There is a briefing on how to read the details of the captions before embarking on understanding the over 50 works that comprise the exhibition “Untouched, Backwards and Under Pressure”, which is on till October 20. Comprising artist proofs, unique edition prints and matrices, the gambit ranges from established printmakers such as Jai Zharotia, Rini and PD Dhumal, to younger artists such as Aban Raza, Rajesh Deb and Jagadeesh Tammineni. Representing the renowned modernists, among others, are lesser-viewed works of Arpana Caur and Gulammohammed Sheikh.

Kanchan Chander’s A Chilean Man (Credit: Art Heritage) Kanchan Chander’s A Chilean Man (Credit: Art Heritage)

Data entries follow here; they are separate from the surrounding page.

PR #3906, opened 2025-02-13
Add a Cypress test to check anonymous users can only access public resources

lorenzo-cavazzi:
See title.

Mind that this will be rebased after closing #3887 and #3901

fix https://github.com/SwissDataScienceCenter/renku/issues/3903

### DIFF
--- a/cypress-tests/cypress/e2e/v2/anonymousNavigation.cy.ts
+++ b/cypress-tests/cypress/e2e/v2/anonymousNavigation.cy.ts
@@ -1,0 +1,202 @@
+import {
+  getRandomString,
+  getUserData,
+  validateLoginV2,
+} from "../../support/commands/general";
+import { User } from "../../support/types/user.types";
+import {
+  createProjectIfMissingAPIV2,
+  deleteProjectFromAPIV2,
+  getProjectByNamespaceAPIV2,
+} from "../../support/utils/projectsV2.utils";
+
+const sessionId = ["anonymousNavigation", getRandomString()];
+
+describe("Anonymous users can only access public resources", () => {
+  // Define some project details
+  let randomString: string;
+  let privateProjectName: string;
+  let publicProjectName: string;
+
+  function resetRequiredResources() {
+    randomString = getRandomString();
+    privateProjectName = `anon-private-${randomString}`;
+    publicProjectName = `anon-public-${randomString}`;
+  }
+
+  function browserLogout() {
+    // Logging out from the browser ensures cookies are cleared
+    cy.visit("/v2");
+    cy.getDataCy("navbar-toggle-user-menu").click();
+    cy.getDataCy("navbar-logout").click();
+    cy.getDataCy("renku-root").should("be.visible");
+  }
+
+  // Restore the session (login) and create the required projects
+  beforeEach(() => {
+    // Login
+    cy.session(
+      sessionId,
+      () => {
+        cy.robustLogin();
+      },
+      validateLoginV2,
+    );
+
+    // Create projects with new names to be sure re-runs don't break.
+    resetRequiredResources();
+    getUserData().then((user: User) => {
+      for (const proj of [privateProjectName, publicProjectName]) {
+        createProjectIfMissingAPIV2({
+          name: proj,
+          namespace: user.username,
+          slug: proj,
+          visibility: proj.includes("public") ? "public" : "private",
+        }).then((response) => {
+          // eslint-disable-line max-nested-callbacks
+          if (response.status >= 400) {
+            throw new Error("Failed to create project");
+          }
+        });
+      }
+    });
+  });
+
+  // Cleanup the project after the test
+  afterEach(() => {
+    // Login -- mind we might be logged out
+    cy.session(
+      sessionId,
+      () => {
+        cy.robustLogin();
+      },
+      validateLoginV2,
+    );
+
+    // Delete the projects
+    getUserData().then((user: User) => {
+      [privateProjectName, publicProjectName].forEach((proj) => {
+        getProjectByNamespaceAPIV2({
+          namespace: user.username,
+          slug: proj,
+        }).then((response) => { // eslint-disable-line max-nested-callbacks
+          if (response.status === 200) {
+            deleteProjectFromAPIV2({
+              id: response.body.id,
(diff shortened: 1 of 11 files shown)


cypress-tests/cypress/e2e/v2/anonymousNavigation.cy.ts
```diff
@@ -0,0 +1,202 @@
...
+  let privateProjectName: string;
+  let publicProjectName: string;
+
+  function resetRequiredResources() {
+    randomString = getRandomString();
+    privateProjectName = `anon-private-${randomString}`;
+    publicProjectName = `anon-public-${randomString}`;
+  }
+
+  function browserLogout() {
```
leafty, line 27: Please use `cy.session()` and not this, it is prone to errors. Cypress already supports having separate cookies etc. when giving different session IDs.

lorenzo-cavazzi: I restore the session in the `beforeEach` section, and then manually log in and out throughout the test using `browserLogout` and `robustLogin`.
What do you mean by "use cy.session() and not this"?

leafty: See https://github.com/SwissDataScienceCenter/renku/blob/425dfd82ba1307edfd3d06ddfe273ccac4f37d3c/cypress-tests/cypress/e2e/privateProject.cy.ts#L57

leafty: > then manually log in and out throughout the test using browserLogout and robustLogin.

This is exactly what is error prone. Prefer using cy.session to switch between users as per the cypress docs https://docs.cypress.io/api/commands/session#Switching-sessions-inside-tests

olevski: @leafty you mean that instead of logging out through the ui the best thing is to just  switch to another random session. Or a session that essentially is the "empty" session of a user that is not logged in. Right?

I think we can reserve a random session ID or a specific session ID for this purpose. A user that is not logged in and just switch to it.

leafty: Yes, exactly. Logging out through the UI is slow and I had troubles when I refactored the gateway, which is why the code I pointed earlier was changed to use `cy.session()` to switch between users.

Logging out through the UI should only be done in one or two tests which specifically check the log-in then log-out flow.

leafty: To be clear, what my comment is about: remove the `browserLogout()` function and use `cy.session()` instead.

cypress-tests/cypress/e2e/v2/anonymousNavigation.cy.ts
```diff
@@ -0,0 +1,202 @@
...
+    });
+
+    // Verify the previously private project is now publicly visible
+    cy.visit("/v2");
+    cy.getDataCy("navbar-login").should("be.visible");
+    cy.getDataCy("navbar-link-search").click();
+    cy.getDataCy("search-input").clear().type(randomString);
+    cy.getDataCy("search-button").click();
+    cy.wait("@searchQuery");
+    cy.getDataCy("search-card").should("have.length", 2);
```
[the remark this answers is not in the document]
lorenzo-cavazzi: Good point :+1:  Done here 2af4cb18a4a673c7181e22f03a62b881e2ce3b07
P.S. I used the `randomString` string wherever we had more than one resource to simplify the logic while keeping the test effective.

cypress-tests/cypress/e2e/v2/anonymousNavigation.cy.ts
```diff
@@ -0,0 +1,202 @@
...
+    publicProjectName = `anon-public-${randomString}`;
+  }
+
+  function browserLogout() {
+    // Logging out from the browser ensures cookies are cleared
+    cy.visit("/v2");
+    cy.getDataCy("navbar-toggle-user-menu").click();
+    cy.getDataCy("navbar-logout").click();
+    cy.getDataCy("renku-root").should("be.visible");
+  }
```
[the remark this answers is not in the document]
olevski: Sounds good.

cypress-tests/cypress/e2e/v2/anonymousNavigation.cy.ts
```diff
@@ -60,6 +61,9 @@ describe("Anonymous users can only access public resources", () => {
         });
       }
     });
+
+    // ? Wait a little time to allow the search engine to index resources
+    cy.wait(TIMEOUTS.short);
```
leafty, line 66: why not query the search API with a loop and timeout here? this will prevent flakes and avoid guessing the indexing time.

Feel free to ignore in this PR, but then track this in an issue.

leafty: the other solution is to repeatedly search with the UI (click again on the search button) until we get the expected result.

cypress-tests/cypress/e2e/v2/anonymousNavigation.cy.ts
lorenzo-cavazzi: I switched to using sessions instead of manually logging in/out https://github.com/SwissDataScienceCenter/renku/pull/3906/commits/bcce7bfc38beb88f927da32a6ebc2daddb6060eb

I agree it's a better solution, especially since I ended up logging out/in multiple times, slowing down the test.

cypress-tests/cypress/e2e/v2/anonymousNavigation.cy.ts
lorenzo-cavazzi: I like your first suggestion! Implemented here https://github.com/SwissDataScienceCenter/renku/pull/3906/commits/f1814398bec0ffc5eb4aa430d2f3752492c58df2

leafty (approved):
LGTM

olevski (approved):

olevski:
My bad I misclicked and dismissed @leafty's approval. That was a mistake.

leafty:
I will dismiss yours then 😆

PR #3909, opened 2025-02-14
feat: Make Redis and OIDC client secrets optional

aledegano:
These are the last two secrets that were needed to be generated out-of-bands before deploying Renkulab.

Thus the `generate-values` script is not really necessary anymore and in its place there is a `minimal-deployment` values file that in a future commit will also be used as a base for CI deployments.

The documentation has been updated to reflect the removal of the script.

Further cleanup and simplification of the Helm chart will result in a smaller and simpler minimum-deployment file, with the ultimate goal of being able to issue `helm install renku/renku` resulting in a functioning development deployment.


minimal-deployment/minimal-deployment-values.yaml
```diff
@@ -0,0 +1,47 @@
+amalthea:
+  deployCrd: false
```
olevski, line 2: For a functional deployment from nothing in a fresh cluster this should be true.

```suggestion
  deployCrd: true
```

minimal-deployment/minimal-deployment-values.yaml
```diff
@@ -0,0 +1,47 @@
...
+amalthea-sessions:
+  deployCrd: false
```
olevski, line 4: same as above

```suggestion
  deployCrd: true
```

olevski (changes requested):
This is awesome @aledegano!!! Just two really small suggestions - feel free to ignore if you wish.

olevski (approved):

Known to respond to his socio-political surroundings, here we see Sheikh’s engagements with the medium over the years, from Riot (1971), recording the violence, to Meanderings (1990) that appears to share introspections. Also finding a symbolic place in the exhibition is Devraj Dakoji’s Rock Series (1977) that Allana informs belongs to the series exhibited by Art Heritage during its inaugural season in 1977. If Seema Kohli’s Mahavira (2014) is a zinc-plate etching based on the life of Mahavira, the 24th tirthankara, Kavita Jaiswal’s “Edinburgh India and me” series belongs to a juncture when the artist was moving from figurative to abstraction. The cover image on the invite, meanwhile, is Kanchan Chander’s A Chilean Man (1979), made when she was a guest student in printmaking at the College of Art in Santiago, Chile. “It is a beautiful medium with an element of surprise, given the artist can’t exactly predict the details of the final outcome,” says Delhi-based Chander.

Allana decodes the title: “When the print is created, at the exact moment of making, it is untouched by human hands, as the ink from the matrix transfers to the paper/canvas/other surface. It’s backwards because the image on the matrix is itself reversed, and it is under (controlled) pressure as it goes through the press.”